How to export your full Revue newsletter archive using Shortcuts

With Twitter announcing the imminent shutdown of Revue, I wanted to share my method for creating a proper export of your full newsletter archive as HTML using Apple’s Shortcuts app.

Revue is currently offering an Export tool, however, it’s fairly limited for the average user — it provides a list of issues and their introductions… but all the links and tweets are shared in .JSON format.

That means all the data must be extracted in a complex manner if anyone wants to do something with the information — it’s not too practical unless you have the skills to patch it all together.

Instead, I’ve solved this problem with the Shortcuts app from Apple, which lets users automate daily tasks — one action in the app is Get Contents of URL, which lets users connect to web services like Revue that have an Application Programming Interface (API).

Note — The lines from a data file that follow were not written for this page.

PR #5429, opened 2026-04-08
chore: stabilize flaky tests and remove flaky runner

sbackend123:
Fix CI

### Checklist

### Description
Goal:  stabilize flaky tests and remove ci-runner for "flaky" tests.
Cross-cutting change:  tests use `rand` with an explicit source so failures are easier to reproduce and debug.

Per test
- **TestBzzUploadDownloadWithRedundancy** —  It was consistently failing on the master branch. The reason: it wasn’t reading `api.SwarmRedundancyLevelHeader`, so it was using the default (PARANOID) level.

- **TestFinder** — Stable on Linux on `master`; only renamed.

- **TestDBNuke** — Fails on Windows. **Cause:** LevelDB sits under a cache layer, which sits under the store, etc. On `Close()`, the cache layer should close the underlying DB but did not, so the file stayed open and the test could not remove its temp directory. **Fix:** close the DB from the cache’s `Close()`, and adjust the cache test so LevelDB is not closed twice.

- **TestGetterRACE** — Stable on Linux on `master`; renamed and given `rand` + source for reproducibility.

- **TestPushChunkToNextClosest** — With `origin=true`, `pushToClosest` may deliver to several nearest peers in parallel; order and outcomes are nondeterministic. Old assertions assumed a fixed successful peer and strict pivot vs peer bookkeeping, and hard-coded which peer “fails” and which “succeeds”. **Fix:** any of the nearest candidates may succeed; assert push stream activity toward **both** nearest candidates and that **exactly one** ends up with a positive balance vs the pivot.

- **TestMakeInclusionProofs** — Stable on Linux on `master`; only renamed.

- **TestAddressBookQuickPrune** — With `storageRadius = 2`, the “good” and “bad” peers can share bin 1. `connectNeighbours` skips that bin (`PO < depth`), while `connectBalanced` can treat the slot as satisfied by the already-connected “good” peer and never dial the “bad” one — **flaky** behavior depending on random overlay geometry. **Fix:** avoid that collision (e.g. don’t put a connected peer in the same balanced bin as the bad peer) and align assertions with the implicit dial from `AddPeers` plus explicit `Trigger`s (e.g. wait for at least `MaxConnAttempts` failed connects, then assert address book prune).

- **TestAnnounceBgBroadcast** — Assertions relied on timing instead of the background goroutine actually running. `cancel()` could run right after `Announce` before `BroadcastPeers` blocked on `<-ctx.Done()`. After `Close()`, a `select` with a fixed `100ms` timeout could fail on slow CI. **Fix:** `bgStarted` closed on first real entry into the background `BroadcastPeers`, and a more generous wait for shutdown on slow CI.

- **TestSnapshot** — Expected an almost immediate snapshot while Kademlia updates asynchronously. **Fix:** poll / wait up to a timeout for the snapshot.

- **TestStart** (*non-empty addressbook* subtest) — Besides the three address-book peers, bootstrap dialing adds more `Connect` calls, so the total is **> 3**, not exactly 3.

### Related Issue (Optional)
https://github.com/ethersphere/bee/issues/5418

### AI Disclosure


cmd/bee/cmd/db_test.go
```diff
@@ -203,7 +203,17 @@ func TestDBNuke_FLAKY(t *testing.T) {
 
 	db.Close()
 
-	err = newCommand(t, cmd.WithArgs("db", "nuke", "--data-dir", dataDir)).Execute()
+	// Retrying avoids a short OS-level race after db.Close(), where file handles
+	// may still be getting released and early removal can fail on some platforms.
+	backoff := 50 * time.Millisecond
```
acud: maybe just sleep once then (`1s`) and try once?

cmd/bee/cmd/db_test.go
```diff
@@ -203,7 +203,17 @@ func TestDBNuke_FLAKY(t *testing.T) {
...
+	for range 3 {
+		err = newCommand(t, cmd.WithArgs("db", "nuke", "--data-dir", dataDir)).Execute()
```
acud: here, if the first command returns an error (application level), this loop will just swallow it and try again which might just get rid of the application level error, obfuscating the error.

pkg/storage/cache/cache_test.go
```diff
@@ -20,7 +19,6 @@ func TestCache(t *testing.T) {
 	if err != nil {
 		t.Fatalf("create store failed: %v", err)
 	}
-	testutil.CleanupCloser(t, store)
```
acud, line 23: why?

pkg/topology/kademlia/kademlia_test.go
```diff
@@ -2220,6 +2226,60 @@ func waitBcast(t *testing.T, d *mock.Discovery, pivot swarm.Address, addrs ...sw
 	}
 }
 
+func waitChanClosed(t *testing.T, ch <-chan struct{}) {
+	t.Helper()
+
+	err := spinlock.Wait(spinLockWaitTime, func() bool {
```
acud: i would really be happy to get rid of this `spinlock` functionality at some point. it adds a functionality that is just shorter to express using normal golang idioms:
```go
func waitChanClosed(t *testing.T, ch <-chan struct{}) {
	t.Helper()
    select {
      case <-ch:
        return
      case <-time.After(timeWait):
        t.Fatal('timed out')
    }
```
done.

acud:
@sbackend123, thanks for this. what about removing the flaky test runner from the github workflows & makefile?

pkg/storage/cache/cache_test.go
sbackend123: because we close store on cache level, so trying to close it second times you get error

sbackend123:
> @sbackend123, thanks for this. what about removing the flaky test runner from the github workflows & makefile?

Already removed, we also need remove it from required check (I do not have rights for that)

akrem-chabchoub (commented):
The `Test (flaky)` workflow is in a freeze mode.
Although it is removed from `go.yml`, not sure why its left here in CI

Image

cmd/bee/cmd/db_test.go
```diff
@@ -203,6 +203,9 @@ func TestDBNuke_FLAKY(t *testing.T) {
 
 	db.Close()
 
+	// Waiting avoids a short OS-level race after db.Close(), where file handles
+	// may still be getting released and early removal can fail on some platforms.
+	time.Sleep(2 * time.Second)
```
akrem-chabchoub, line 208: Would it be better to replace this with a condition based wait/retry to ensure more deterministic behavior across slower ci environments rather than setting hardcoded time?

acud: @akrem-chabchoub there was something else here before that was a retry... see my previous comment here. if you have any suggestions - welcome (but code example would also be good)

sbackend123:
> The `Test (flaky)` workflow is in a freeze mode. Although it is removed from `go.yml`, not sure why its left here in CI
> Image

It is highly  likely  related to https://github.com/ethersphere/bee/pull/5429#issuecomment-4243624220

acud:
@sbackend123 the job requirement has been removed

pkg/api/bzz.go
```diff
@@ -499,7 +499,7 @@ func (s *Service) serveReference(logger log.Logger, address swarm.Address, pathV
 	}
 
 	ctx := r.Context()
-	ls := loadsave.NewReadonly(s.storer.Download(cache), s.storer.Cache(), redundancy.DefaultLevel)
+	ls := loadsave.NewReadonly(s.storer.Download(cache), s.storer.Cache(), rLevel)
```
martinconic, line 502: Good catch

martinconic:
I think all CI/CD tests should run 10-20 times at least to make sure flaky tests do not occur

sbackend123:
> I think all CI/CD tests should run 10-20 times at least to make sure flaky tests do not occur

I tried on Linux about 50 times, but would be cool if somebody with mac OS would try the same.

acud (approved):

akrem-chabchoub (approved):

Basically, with Shortcuts, you can pull the full HTML of your past Revue issues from their API — all at once.

Then, you can paste the code directly into your website and have your newsletters display in their entirety — or upload them all in one go to WordPress:

Read along with how it works—with a few caveats—and then get the shortcuts yourself — I don’t want anyone losing their newsletter archive!

How the shortcut works

Available on Revue’s API page is a method to request a list of your sent issues – this shortcut hooks into that Issues endpoint in the Get Contents of URL:

In order to set up the shortcut, you’ll first need to add it to your Shortcuts library.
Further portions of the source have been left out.